*Required action*
Copy out every line of the records where the string "used" occurs.

[Saved data entries]
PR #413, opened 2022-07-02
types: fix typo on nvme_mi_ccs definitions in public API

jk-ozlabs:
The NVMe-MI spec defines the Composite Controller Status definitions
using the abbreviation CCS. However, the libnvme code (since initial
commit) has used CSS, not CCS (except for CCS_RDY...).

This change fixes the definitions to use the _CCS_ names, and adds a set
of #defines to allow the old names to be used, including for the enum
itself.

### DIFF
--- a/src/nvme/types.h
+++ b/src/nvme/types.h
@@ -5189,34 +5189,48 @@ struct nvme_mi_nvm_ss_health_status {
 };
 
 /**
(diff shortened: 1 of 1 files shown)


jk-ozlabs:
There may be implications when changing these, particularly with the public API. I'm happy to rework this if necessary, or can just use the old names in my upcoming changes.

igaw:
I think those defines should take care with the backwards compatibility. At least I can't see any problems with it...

*Result below*
commit) has used CSS, not CCS (except for CCS_RDY...).
of #defines to allow the old names to be used, including for the enum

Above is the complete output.